(Collection entries)
★ ★ ★ ★ ★ ★ ★

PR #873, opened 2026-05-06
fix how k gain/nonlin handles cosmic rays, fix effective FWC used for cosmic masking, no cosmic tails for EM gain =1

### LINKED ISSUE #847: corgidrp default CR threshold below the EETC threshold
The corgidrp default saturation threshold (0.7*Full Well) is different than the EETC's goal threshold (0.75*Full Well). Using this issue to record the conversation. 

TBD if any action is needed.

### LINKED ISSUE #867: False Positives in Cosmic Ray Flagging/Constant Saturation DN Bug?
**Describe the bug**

★ ★ ★ ★ ★ ★ ★

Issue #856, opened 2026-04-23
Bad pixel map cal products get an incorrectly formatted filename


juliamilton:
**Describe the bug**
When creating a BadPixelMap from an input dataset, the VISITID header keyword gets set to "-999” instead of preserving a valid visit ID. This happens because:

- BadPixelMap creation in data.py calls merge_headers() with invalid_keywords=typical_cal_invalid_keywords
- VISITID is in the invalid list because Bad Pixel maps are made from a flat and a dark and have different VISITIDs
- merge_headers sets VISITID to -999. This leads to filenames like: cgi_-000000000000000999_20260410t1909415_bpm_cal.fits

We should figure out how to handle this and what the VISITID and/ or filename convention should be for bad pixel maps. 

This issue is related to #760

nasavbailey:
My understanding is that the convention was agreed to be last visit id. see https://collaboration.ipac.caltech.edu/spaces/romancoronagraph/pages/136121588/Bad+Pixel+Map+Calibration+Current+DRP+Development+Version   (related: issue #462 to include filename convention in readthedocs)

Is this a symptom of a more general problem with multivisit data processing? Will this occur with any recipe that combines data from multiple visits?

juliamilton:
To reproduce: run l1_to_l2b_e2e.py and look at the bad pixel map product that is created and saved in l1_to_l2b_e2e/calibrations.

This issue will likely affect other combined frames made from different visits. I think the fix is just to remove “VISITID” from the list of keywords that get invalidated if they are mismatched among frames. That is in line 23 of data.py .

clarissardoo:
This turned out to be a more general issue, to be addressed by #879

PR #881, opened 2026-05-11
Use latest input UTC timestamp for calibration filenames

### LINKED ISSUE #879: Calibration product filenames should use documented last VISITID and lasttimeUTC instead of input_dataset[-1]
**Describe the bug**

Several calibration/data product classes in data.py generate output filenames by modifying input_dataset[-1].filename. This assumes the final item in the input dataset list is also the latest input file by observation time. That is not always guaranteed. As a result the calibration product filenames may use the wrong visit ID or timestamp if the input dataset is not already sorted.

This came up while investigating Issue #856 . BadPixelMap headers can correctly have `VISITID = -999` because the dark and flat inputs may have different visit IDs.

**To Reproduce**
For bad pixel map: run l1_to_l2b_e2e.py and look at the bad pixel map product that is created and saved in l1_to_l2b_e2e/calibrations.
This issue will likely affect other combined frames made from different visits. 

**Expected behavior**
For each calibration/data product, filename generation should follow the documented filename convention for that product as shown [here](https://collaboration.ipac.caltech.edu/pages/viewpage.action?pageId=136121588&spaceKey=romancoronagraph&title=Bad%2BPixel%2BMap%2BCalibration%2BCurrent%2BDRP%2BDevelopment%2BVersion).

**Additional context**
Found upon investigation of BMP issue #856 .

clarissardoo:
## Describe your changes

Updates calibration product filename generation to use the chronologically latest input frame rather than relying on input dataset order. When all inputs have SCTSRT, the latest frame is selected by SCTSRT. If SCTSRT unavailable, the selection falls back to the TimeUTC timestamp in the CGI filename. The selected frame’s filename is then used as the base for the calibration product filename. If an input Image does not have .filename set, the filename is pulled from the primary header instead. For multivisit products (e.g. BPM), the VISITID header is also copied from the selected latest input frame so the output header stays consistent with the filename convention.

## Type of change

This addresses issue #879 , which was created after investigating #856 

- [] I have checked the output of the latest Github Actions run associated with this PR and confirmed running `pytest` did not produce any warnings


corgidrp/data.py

★ ★ ★ ★ ★ ★ ★

## Activity
Every line in the data that holds "investigating" should be copied out.

## Task answer
This came up while investigating Issue #856 . BadPixelMap headers can correctly have `VISITID = -999` because the dark and flat inputs may have different visit IDs.
This addresses issue #879 , which was created after investigating #856 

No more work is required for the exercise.